PR #1234, opened 2024-04-09
SONARIAC-1382 S4507: Delivering code in production with debug features activated is security-sensitive

rudy-regazzoni-sonarsource:


sonar-helm-for-iac/org.sonar.iac.helm/template-evaluation.pb.go
```diff
@@ -0,0 +1,190 @@
+// SonarQube IaC Plugin
```
petertrr, line 1: I believe this file was regenerated in an incorrect directory by accident. It already exists in `src`.

iac-extensions/arm/src/main/java/org/sonar/iac/arm/checks/DebugSettingCheck.java
```diff
@@ -0,0 +1,50 @@
...
+
+  private static Consumer<ContextualResource> checkDebugSetting() {
+    return (ContextualResource resource) -> {
+      if (resource.object("debugSetting").property("detailLevel").is(sensitiveDetailLevel())) {
+        resource.property("debugSetting").report(MESSAGE);
+      }
+    };
+  }
+
+  private static Predicate<Expression> sensitiveDetailLevel() {
```
petertrr, line 47: I think the predicate can be a static class field, as it doesn't depend on the input.

iac-extensions/arm/src/main/java/org/sonar/iac/arm/checks/DebugSettingCheck.java
```diff
@@ -0,0 +1,50 @@
...
+
+  @Override
+  protected void registerResourceConsumer() {
+    register("Microsoft.Resources/deployments", checkDebugSetting());
+  }
+
+  private static Consumer<ContextualResource> checkDebugSetting() {
+    return (ContextualResource resource) -> {
+      if (resource.object("debugSetting").property("detailLevel").is(sensitiveDetailLevel())) {
+        resource.property("debugSetting").report(MESSAGE);
```
petertrr, line 42: Should it also be `resource.object()`, like in the line above?

petertrr (approved):

sonar-helm-for-iac/org.sonar.iac.helm/template-evaluation.pb.go
rudy-regazzoni-sonarsource: Yeah dunno why It gen regenerated everytime on my machine :sweat_smile:

iac-extensions/arm/src/main/java/org/sonar/iac/arm/checks/DebugSettingCheck.java
rudy-regazzoni-sonarsource: I did this initially, but it has a slight impact on the JSON ARM code: it highlight only the object `{...}` without the `debugSetting:` part.
Using `property()` instead of `object()` solve this.
(strangely this doesn't happen in Bicep)

PR #1238, opened 2024-04-10
Variable in Bicep

nils-werner-sonarsource:


petertrr:
This can be closed I believe, as it was only an example?

PR #1240, opened 2024-04-11
SONARIAC-1371 S6874: Use a hard-coded value for the apiVersion

petertrr:


iac-extensions/arm/src/test/java/org/sonar/iac/arm/tree/impl/json/ResourceDeclarationImplTest.java
```diff
@@ -90,7 +90,6 @@ void shouldParseResource() {
   @ParameterizedTest
   @ValueSource(strings = {
     "\"type\": 5,                            \"apiVersion\": \"2022-12-29\", \"name\": \"myResource\"",
-    "\"type\": \"Microsoft.Kusto/clusters\", \"apiVersion\": 5,              \"name\": \"myResource\"",
```
petertrr, line 93: This is an invalid value before parsing, from the perspective of JSON. But after parsing and building the tree we can have an arbitrary Expression here

iac-extensions/arm/src/test/resources/checks/HardcodeApiVersionCheck/resources.json
```diff
@@ -0,0 +1,31 @@
...
+    "customApiVersion": {
+      "type": "string"
+    }
+  },
+  "variables": {
+    "customApiVersion": "[first(providers(‘Microsoft.Compute’,’virtualMachines’).apiVersions)]"
+  },
+  "resources": [
+    {
+      "apiVersion": "[parameters('customApiVersion')]",
```
jonas-wielage-sonarsource, line 13: I would add the test case where the apiVersion is `[first(providers(‘Microsoft.Compute’,’virtualMachines’).apiVersions)]`.
This should correctly raise an issue on your side.

iac-extensions/arm/src/test/resources/checks/HardcodeApiVersionCheck/resources.json
```diff
@@ -0,0 +1,31 @@
...
+      "location": "[resourceGroup().location]"
+    },
+    {
+      "apiVersion": "[variables('customApiVersion')]",
+      "type": "Microsoft.Compute/virtualMachines",
+      "name": "nonCompliantResource2",
+      "location": "[resourceGroup().location]"
+    },
+    {
+      "apiVersion": "2023-09-01",
```
jonas-wielage-sonarsource, line 25: Maybe we should add additional test cases to document the behavior?
What if we encounter `[concat('2023','-09-01')]`. ( We should raise, but I believe it's interesting to document in test)

jonas-wielage-sonarsource (approved):
LGTM, please have a look at my suggestions

PR #1244, opened 2024-04-11
SONARIAC-1372 S6949: Don't hardcode resource locations

petertrr:


iac-extensions/arm/src/main/java/org/sonar/iac/arm/tree/ArmTreeUtils.java
```diff
@@ -112,4 +116,10 @@ public static Predicate<Expression> containsParameterReference(Collection<String
       hasIdentifier.identifier() instanceof Identifier identifier &&
       parameterNames.contains(identifier.value());
   }
+
+  public static Optional<Property> getResourceProperty(ResourceDeclaration resourceDeclaration, String key) {
```
mstachniuk, line 120: Maybe it can be moved to `ResourceDeclaration`? This will be a more Object Oriented design

iac-extensions/arm/src/test/resources/checks/HardcodedResourceLocationRule/resources.bicep
```diff
@@ -0,0 +1,29 @@
...
+param location string = resourceGroup().location
+
+resource compliant1 'Microsoft.Storage/storageAccounts@2022-09-01' = {
+  name: storageAccountName
+  location: location
+  sku: {
+    name: 'Standard_LRS'
+  }
+  kind: 'StorageV2'
+}
```
mstachniuk, line 29: please add a testcase where we are unable to resolve variable/parameter. The same for JSON

mstachniuk (approved):

PR #1247, opened 2024-04-12
SONARIAC-1408 Resource elements order for JSON

mstachniuk:


iac-extensions/arm/src/main/java/org/sonar/iac/arm/checks/ElementsOrderCheck.java
```diff
@@ -30,6 +30,7 @@ public class ElementsOrderCheck implements IacCheck {
   public void initialize(InitContext init) {
     new ElementsOrderTopLevelJson().initialize(init);
     new ElementsOrderTopLevelBicep().initialize(init);
+    new ElementsOrderResourceJson().initialize(init);
```
jonas-wielage-sonarsource, line 33: I would suggest adding the sub classes to a sub package in `checks`

iac-extensions/arm/src/main/java/org/sonar/iac/arm/checks/ElementsOrderResourceJson.java
```diff
@@ -0,0 +1,74 @@
...
+
+  @Override
+  public void initialize(InitContext init) {
+    init.register(ResourceDeclarationImpl.class, ElementsOrderResourceJson::checkResource);
+  }
+
+  private static void checkResource(CheckContext checkContext, ResourceDeclarationImpl resourceDeclaration) {
+    var prevIndex = 0;
+    for (Property property : resourceDeclaration.resourceProperties()) {
+      var index = elementsOrder.getOrDefault(property.key().value(), DEFAULT_ORDER_FOR_UNKNOWN_PROPERTY);
```
jonas-wielage-sonarsource, line 66:
```suggestion
      var index = elementsOrder.getOrDefault(property.key().value().toLowerCase(Locale.ROOT), DEFAULT_ORDER_FOR_UNKNOWN_PROPERTY);
```

jonas-wielage-sonarsource: I believe we're currently having the assumption, that key names are case insensitive. I don't find it mentioned in the ARM docu, so difficult to say. (Maybe worth to start a discussion?)
I only found case sensitive names for symbolic resource names, which we don't support yet.
[Resource Declaration - Use symbolic name](https://learn.microsoft.com/en-us/azure/azure-resource-manager/templates/resource-declaration#use-symbolic-name)

With the assumption of case sensitive key's my suggestion should be applied in this check and the other already merged checks. See my other comment for an example of breaking test.

iac-extensions/arm/src/test/resources/checks/ElementsOrderCheckTest/resourceExpected.json
```diff
@@ -0,0 +1,25 @@
+{
+  "resources": [
+    {
+      "comments": "if any",
+      "condition": true,
+      "scope": "% parent scope %",
+      "type": "Microsoft.Compute/virtualMachines",
+      "apiVersion": "2023-09-01",
```
jonas-wielage-sonarsource, line 8: With the assumption of case insensitive keys, changing `apiVersion` to `apiversion` would break the test.

iac-extensions/arm/src/main/java/org/sonar/iac/arm/checks/ElementsOrderResourceJson.java
```diff
@@ -0,0 +1,74 @@
...
+  }
+
+  @Override
+  public void initialize(InitContext init) {
+    init.register(ResourceDeclarationImpl.class, ElementsOrderResourceJson::checkResource);
+  }
+
+  private static void checkResource(CheckContext checkContext, ResourceDeclarationImpl resourceDeclaration) {
+    var prevIndex = 0;
+    for (Property property : resourceDeclaration.resourceProperties()) {
```
jonas-wielage-sonarsource, line 65: With the planned changes to my PR, this may not be sufficient, as `name`, `type`, `version` and `resources` will not be contained here anymore... :/

jonas-wielage-sonarsource (approved):
LGTM, please have a look at my comment about case sensitivity,
and my concern about changes in my PR

iac-extensions/arm/src/main/java/org/sonar/iac/arm/checks/ElementsOrderResourceJson.java
jonas-wielage-sonarsource: Changed in my PR to support your use case.

mstachniuk: After rebase on master with your changes is looks ok

PR #1249, opened 2024-04-15
SONARIAC-1419 JSON filenames containing compile_commands should be excluded

guillem-bartina-sonarsource:


jonas-wielage-sonarsource (approved):
LGTM

PR #1251, opened 2024-04-15
SONARIAC-1374 S1481: Unused local variables should be removed

jonas-wielage-sonarsource:


iac-extensions/arm/src/main/java/org/sonar/iac/arm/checks/AbstractUnusedSymbolCheck.java
```diff
@@ -0,0 +1,73 @@
...
+        if (declarationClass().isInstance(declaration) && isUnused(symbol)) {
+          reportOnDeclaration(checkContext, declaration);
+        }
+      });
+    }
+  }
+
+  private static boolean isUnused(Symbol symbol) {
+    return symbol.usages().stream().noneMatch(usage -> Usage.Kind.ACCESS == usage.kind());
+  }
```
mstachniuk, line 57: Please move the method to `Symbol` class

iac-extensions/arm/src/test/java/org/sonar/iac/arm/checks/UnusedVariablesCheckTest.java
```diff
@@ -0,0 +1,79 @@
...
+
+  @Test
+  void shouldRaiseOnUnusedVariablesBicep() {
+    BicepVerifier.verify("UnusedVariablesCheckTest/unusedVariable.bicep", CHECK);
+  }
+
+  @Test
+  void shouldNotRaiseAnythingWhenNoAssignmentDetected() {
+    BicepParser parser = BicepParser.create();
+    Path path = Paths.get("src", "test", "resources", "checks").resolve("UnusedVariablesCheckTest/unusedVariable.bicep");
```
mstachniuk, line 66: I don't like inconsistency between how the path to the file is passed here and in other checks.
I would suggest creating a small method in `BicepVerifier` (or a separate class `BicepSymbolVerifier`) to get the symbol table and hide such details on how to create the symbol table.

iac-extensions/arm/src/test/resources/checks/UnusedVariablesCheckTest/containsUnresolvableVariable.json
```diff
@@ -0,0 +1,29 @@
+{
```
mstachniuk, line 1: Is is possible to provide an equivalent for Bicep (with an unresolvable variable)?

iac-extensions/arm/src/main/java/org/sonar/iac/arm/checks/AbstractUnusedSymbolCheck.java
```diff
@@ -0,0 +1,73 @@
...
+
+  @CheckForNull
+  private static Declaration retrieveDeclaration(Symbol symbol) {
```
mstachniuk, line 60: Please move the method to `Symbol` class. Maybe then `findAssignmentDeclaration` will be a better name?

iac-extensions/arm/src/main/java/org/sonar/iac/arm/checks/AbstractUnusedSymbolCheck.java
```diff
@@ -0,0 +1,73 @@
...
+
+abstract class AbstractUnusedSymbolCheck implements IacCheck {
+  private static final String MESSAGE = "Remove the unused %s \"%s\".";
+
+  @Override
+  public void initialize(InitContext init) {
+    init.register(File.class, this::checkSymbol);
+  }
+
+  abstract Class<? extends Declaration> declarationClass();
```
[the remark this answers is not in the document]
jonas-wielage-sonarsource: I didn't do it, because it would require an additional null check, I will try and see if I can still cover branches

iac-extensions/arm/src/test/resources/checks/UnusedVariablesCheckTest/containsUnresolvableVariable.json
jonas-wielage-sonarsource: No, it can only happen in JSON

PR #1253, opened 2024-04-16
SONARIAC-882 ARM JSON Support Template expressions

mstachniuk:


iac-extensions/arm/src/main/java/org/sonar/iac/arm/parser/ArmJsonBaseConverter.java
```diff
@@ -254,14 +254,17 @@ public Expression toLiteralExpression(ScalarTree tree) {
   }
 
   protected List<Property> toProperties(Tree tree) {
+    List<Property> properties = new ArrayList<>();
+    if (tree instanceof ScalarTree) {
+      return properties;
+    }
```
jonas-wielage-sonarsource, line 260: Nitpick: I would suggest to return `Collections.emptyList()`

jonas-wielage-sonarsource (approved):
LGTM, please look at my suggestion.

PR #1254, opened 2024-04-17
S1481: variable should be detected when used in assigned identity

jonas-wielage-sonarsource:


iac-extensions/arm/src/main/java/org/sonar/iac/arm/visitors/ArmSymbolVisitor.java
```diff
@@ -96,12 +106,71 @@ void visitAccessUsage(HasIdentifier tree) {
...
+      return;
+    }
+    String variableName = matchesAssignedIdentitiesPattern(identifier.value());
+    if (variableName != null) {
+      addAccessUsageIfSymbolExists(identifier, variableName);
+    }
+  }
+
+  /**
+   * Checks whether the identifier is contained in the following tree structure:
```
mstachniuk, line 133: The comment explains WHAT the method is doing (what is ok in this case), but I need to understand WHY.
It looks like some special case.
Please clarify here in a comment (or in `visitIdentifierJson()`) why we should not count it as usage. 
Also, the ticket & RSPEC say nothing about this case, please update at least the ticket.

iac-extensions/arm/src/main/java/org/sonar/iac/arm/visitors/ArmSymbolVisitor.java
```diff
@@ -45,6 +52,8 @@
  * Those Symbol/Usage can later be used in checks to  report issues in the variable flow.
  */
 public class ArmSymbolVisitor extends TreeVisitor<InputFileContext> {
+  private static final Pattern ASSIGNED_IDENTITIES_PATTERN = Pattern.compile("(?U)^\\[resourceID\\('Microsoft\\" +
+    ".ManagedIdentity/userAssignedIdentities/',variables\\('(?<variableName>[a-zA-Z_]\\w*)'\\)\\)]$");
```
mstachniuk, line 56: Nice regex, and:
1. It doesn't work as expected if the Identifier contains a space before `variables(...)` (or in other valid places)
2. Is it not better to try parse it using `ArmTemplateExpressionParser` and validate the tree? Or relax Pattern to `variables\\('(?<variableName>[a-zA-Z_]\\w*)'\\) ` and simplify the logic in `containedInUserAssignedIdentitiesTreeStructure`? I guess it can be more such cases with different resource IDs or other expressions.

iac-extensions/arm/src/main/java/org/sonar/iac/arm/visitors/ArmSymbolVisitor.java
mstachniuk: Ok it is FP you found today, but still the WHY should be documented

mstachniuk (commented):
Please see my clarification questions

iac-extensions/arm/src/main/java/org/sonar/iac/arm/visitors/ArmSymbolVisitor.java
jonas-wielage-sonarsource: I will add a comment. Yes it's the FP, I don't think we need to update the rspec for it.

iac-extensions/arm/src/main/java/org/sonar/iac/arm/visitors/ArmSymbolVisitor.java
jonas-wielage-sonarsource: I will take the second approach as it doesn't add even more complexity. Also it would maybe catch some more FP's that we don't catch now.

iac-extensions/arm/src/main/java/org/sonar/iac/arm/visitors/ArmSymbolVisitor.java
```diff
@@ -45,6 +49,7 @@
  * Those Symbol/Usage can later be used in checks to  report issues in the variable flow.
  */
 public class ArmSymbolVisitor extends TreeVisitor<InputFileContext> {
+  private static final Pattern ASSIGNED_IDENTITIES_PATTERN = Pattern.compile("(?U)variables\\('(?<variableName>[a-zA-Z_]\\w*)'\\)");
```
mstachniuk, line 52: Nitpick. The `(?U)` doesn't work with [a-zA-Z], maybe it should be replaced by:

```suggestion
  private static final Pattern ASSIGNED_IDENTITIES_PATTERN = Pattern.compile("(?U)variables\\('(?<variableName>[\p{L}_]\\w*)'\\)");
```

if you like to fully support Unicode

mstachniuk (approved):
LGTM

PR #1255, opened 2024-04-17
SONARIAC-1376 S6953: Don't use "allowedValues" for a location parameter

jonas-wielage-sonarsource:


iac-extensions/arm/src/main/java/org/sonar/iac/arm/checks/LocationParameterAllowedValuesCheck.java
```diff
@@ -0,0 +1,74 @@
...
+        .map(Symbol::findAssignmentDeclaration)
+        .filter(declaration -> declaration.is(ArmTree.Kind.PARAMETER_DECLARATION))
+        .map(ParameterDeclaration.class::cast)
+        .filter(parameterDeclaration -> !parameterDeclaration.allowedValues().isEmpty())
+        .ifPresent(declaration -> reportOnDeclaration(checkContext, declaration));
+    }
+  }
+
+  private void reportOnDeclaration(CheckContext checkContext, ParameterDeclaration declaration) {
+    ArmTree treeToRaiseOn = declaration.allowedValues().get(0).parent();
```
jonas-wielage-sonarsource, line 67: We only report when we know that `allowedValues` is not empty, so this won't crash

iac-extensions/arm/src/main/java/org/sonar/iac/arm/checks/LocationParameterAllowedValuesCheck.java
```diff
@@ -0,0 +1,74 @@
...
+    boolean isBicep = declaration instanceof ParameterDeclarationImpl;
+    if (isBicep) {
```
nils-werner-sonarsource, line 69: Something we should improve is to add the info to the tree or context if it's in a Bicep or ARM Template file.

jonas-wielage-sonarsource: Yes, would be great to have it: https://sonarsource.atlassian.net/browse/SONARIAC-1428

iac-extensions/arm/src/main/java/org/sonar/iac/arm/checks/LocationParameterAllowedValuesCheck.java
```diff
@@ -0,0 +1,74 @@
...
+  @Override
+  public void initialize(InitContext init) {
+    init.register(ResourceDeclaration.class, this::checkResourceLocation);
+  }
+
+  void checkResourceLocation(CheckContext checkContext, ResourceDeclaration resourceDeclaration) {
+    resourceDeclaration.resourceProperties().stream()
+      .filter(property -> "location".equals(property.key().value().toLowerCase(Locale.ROOT)))
+      .map(Property::value)
+      .forEach(expression -> reportIfParameterWithAllowedValuesIsUsed(checkContext, expression));
```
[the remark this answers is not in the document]
jonas-wielage-sonarsource: I tried to do it, but it doesn't work, as the `ContextualResource` only provides `properties` from the `"property"` key. We need to query `resourceProperties()` here, which our current `ContextualResource` doesn't support.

EXERCISE: Copy every line of the records above that holds the word "regenerated".

ANSWER SECTION:
petertrr, line 1: I believe this file was regenerated in an incorrect directory by accident. It already exists in `src`.
rudy-regazzoni-sonarsource: Yeah dunno why It gen regenerated everytime on my machine :sweat_smile:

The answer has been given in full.